## Material to process
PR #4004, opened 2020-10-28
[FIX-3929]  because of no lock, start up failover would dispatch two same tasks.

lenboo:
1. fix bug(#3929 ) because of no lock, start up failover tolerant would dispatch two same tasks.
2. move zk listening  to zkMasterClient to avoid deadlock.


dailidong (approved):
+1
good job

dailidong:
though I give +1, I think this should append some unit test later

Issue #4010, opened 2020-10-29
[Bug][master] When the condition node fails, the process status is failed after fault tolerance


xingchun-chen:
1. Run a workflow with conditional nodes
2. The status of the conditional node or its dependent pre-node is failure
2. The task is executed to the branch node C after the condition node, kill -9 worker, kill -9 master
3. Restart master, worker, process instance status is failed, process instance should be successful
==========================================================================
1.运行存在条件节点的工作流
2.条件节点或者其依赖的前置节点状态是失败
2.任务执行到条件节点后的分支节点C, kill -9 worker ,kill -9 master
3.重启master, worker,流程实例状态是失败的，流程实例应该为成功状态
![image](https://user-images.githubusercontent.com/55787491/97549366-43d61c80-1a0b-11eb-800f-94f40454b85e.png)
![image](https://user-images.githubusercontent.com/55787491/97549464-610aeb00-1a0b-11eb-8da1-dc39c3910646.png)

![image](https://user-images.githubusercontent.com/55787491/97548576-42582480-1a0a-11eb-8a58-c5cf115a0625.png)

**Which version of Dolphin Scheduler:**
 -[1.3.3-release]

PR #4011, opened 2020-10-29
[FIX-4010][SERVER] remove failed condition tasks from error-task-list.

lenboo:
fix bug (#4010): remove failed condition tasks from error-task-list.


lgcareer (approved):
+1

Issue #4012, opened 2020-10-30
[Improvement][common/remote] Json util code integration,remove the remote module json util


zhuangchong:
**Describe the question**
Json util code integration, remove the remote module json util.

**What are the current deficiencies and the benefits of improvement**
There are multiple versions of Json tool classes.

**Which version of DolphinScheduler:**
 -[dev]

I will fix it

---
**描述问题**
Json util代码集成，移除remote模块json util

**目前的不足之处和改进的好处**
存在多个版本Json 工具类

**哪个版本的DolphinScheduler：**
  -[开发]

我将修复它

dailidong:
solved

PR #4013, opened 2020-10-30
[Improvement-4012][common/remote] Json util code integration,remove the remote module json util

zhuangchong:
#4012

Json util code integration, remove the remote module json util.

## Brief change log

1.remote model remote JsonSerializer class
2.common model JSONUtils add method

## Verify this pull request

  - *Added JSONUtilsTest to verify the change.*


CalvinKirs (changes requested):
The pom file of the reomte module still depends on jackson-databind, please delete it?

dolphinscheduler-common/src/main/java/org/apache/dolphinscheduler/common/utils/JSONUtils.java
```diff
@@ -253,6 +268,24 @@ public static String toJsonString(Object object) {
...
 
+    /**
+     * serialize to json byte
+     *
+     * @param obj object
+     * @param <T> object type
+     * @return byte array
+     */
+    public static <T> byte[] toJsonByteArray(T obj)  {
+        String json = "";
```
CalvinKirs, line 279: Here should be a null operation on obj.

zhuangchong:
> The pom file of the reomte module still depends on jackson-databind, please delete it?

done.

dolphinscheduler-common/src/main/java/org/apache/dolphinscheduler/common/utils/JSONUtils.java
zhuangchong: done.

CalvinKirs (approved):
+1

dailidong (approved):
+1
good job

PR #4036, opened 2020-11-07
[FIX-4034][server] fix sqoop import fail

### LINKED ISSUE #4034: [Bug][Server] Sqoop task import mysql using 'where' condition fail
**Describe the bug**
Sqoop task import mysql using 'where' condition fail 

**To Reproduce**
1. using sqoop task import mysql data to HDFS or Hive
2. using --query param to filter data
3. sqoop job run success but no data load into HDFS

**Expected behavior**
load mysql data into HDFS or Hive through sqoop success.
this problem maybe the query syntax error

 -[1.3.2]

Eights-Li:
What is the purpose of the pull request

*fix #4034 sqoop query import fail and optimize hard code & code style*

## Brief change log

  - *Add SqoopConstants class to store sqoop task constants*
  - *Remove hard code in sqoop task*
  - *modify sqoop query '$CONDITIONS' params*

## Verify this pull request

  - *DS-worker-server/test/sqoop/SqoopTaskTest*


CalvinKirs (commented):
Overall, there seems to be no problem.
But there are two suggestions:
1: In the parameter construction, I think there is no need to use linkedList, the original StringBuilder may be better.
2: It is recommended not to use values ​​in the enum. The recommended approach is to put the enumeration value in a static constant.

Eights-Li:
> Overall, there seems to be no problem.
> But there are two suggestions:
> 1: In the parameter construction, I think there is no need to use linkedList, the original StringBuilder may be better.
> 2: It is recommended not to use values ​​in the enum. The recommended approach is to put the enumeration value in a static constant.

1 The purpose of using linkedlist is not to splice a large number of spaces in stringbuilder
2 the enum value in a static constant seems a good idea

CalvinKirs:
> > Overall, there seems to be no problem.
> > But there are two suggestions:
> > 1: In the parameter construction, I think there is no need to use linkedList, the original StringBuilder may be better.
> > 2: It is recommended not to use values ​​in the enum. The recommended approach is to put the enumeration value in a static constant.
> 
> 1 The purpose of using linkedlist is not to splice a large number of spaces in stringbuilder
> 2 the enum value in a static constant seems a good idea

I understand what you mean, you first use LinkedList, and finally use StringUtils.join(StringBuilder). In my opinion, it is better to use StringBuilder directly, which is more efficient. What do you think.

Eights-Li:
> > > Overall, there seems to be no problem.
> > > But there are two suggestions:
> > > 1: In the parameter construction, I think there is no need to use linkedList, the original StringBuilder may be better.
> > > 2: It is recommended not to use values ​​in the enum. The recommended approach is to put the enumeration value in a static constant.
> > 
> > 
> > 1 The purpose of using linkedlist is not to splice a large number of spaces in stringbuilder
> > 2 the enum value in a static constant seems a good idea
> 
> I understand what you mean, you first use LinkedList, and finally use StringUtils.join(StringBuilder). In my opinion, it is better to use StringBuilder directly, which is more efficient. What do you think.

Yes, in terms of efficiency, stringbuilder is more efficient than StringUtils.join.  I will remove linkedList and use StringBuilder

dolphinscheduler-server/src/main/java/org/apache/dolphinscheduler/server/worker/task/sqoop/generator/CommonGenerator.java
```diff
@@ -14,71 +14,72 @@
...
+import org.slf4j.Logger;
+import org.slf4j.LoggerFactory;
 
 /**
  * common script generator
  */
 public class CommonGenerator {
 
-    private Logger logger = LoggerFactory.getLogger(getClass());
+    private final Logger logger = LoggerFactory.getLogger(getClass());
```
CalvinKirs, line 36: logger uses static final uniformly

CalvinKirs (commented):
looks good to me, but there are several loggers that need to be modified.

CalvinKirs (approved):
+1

* * *

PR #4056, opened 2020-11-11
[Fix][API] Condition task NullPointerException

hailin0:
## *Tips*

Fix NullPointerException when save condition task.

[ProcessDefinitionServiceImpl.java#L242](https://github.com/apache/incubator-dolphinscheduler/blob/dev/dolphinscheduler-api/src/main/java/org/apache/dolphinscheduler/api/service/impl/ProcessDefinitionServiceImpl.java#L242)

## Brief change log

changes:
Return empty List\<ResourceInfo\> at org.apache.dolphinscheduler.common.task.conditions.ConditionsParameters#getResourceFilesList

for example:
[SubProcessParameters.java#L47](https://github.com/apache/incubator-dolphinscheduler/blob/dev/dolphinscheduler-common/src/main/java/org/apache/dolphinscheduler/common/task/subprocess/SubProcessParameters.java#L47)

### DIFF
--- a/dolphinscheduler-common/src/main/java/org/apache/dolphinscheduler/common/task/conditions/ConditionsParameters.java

## What you need to do
Each line of the entries above that has the word "should" is to be copied.

## Solution to the problem
though I give +1, I think this should append some unit test later
3. Restart master, worker, process instance status is failed, process instance should be successful
CalvinKirs, line 279: Here should be a null operation on obj.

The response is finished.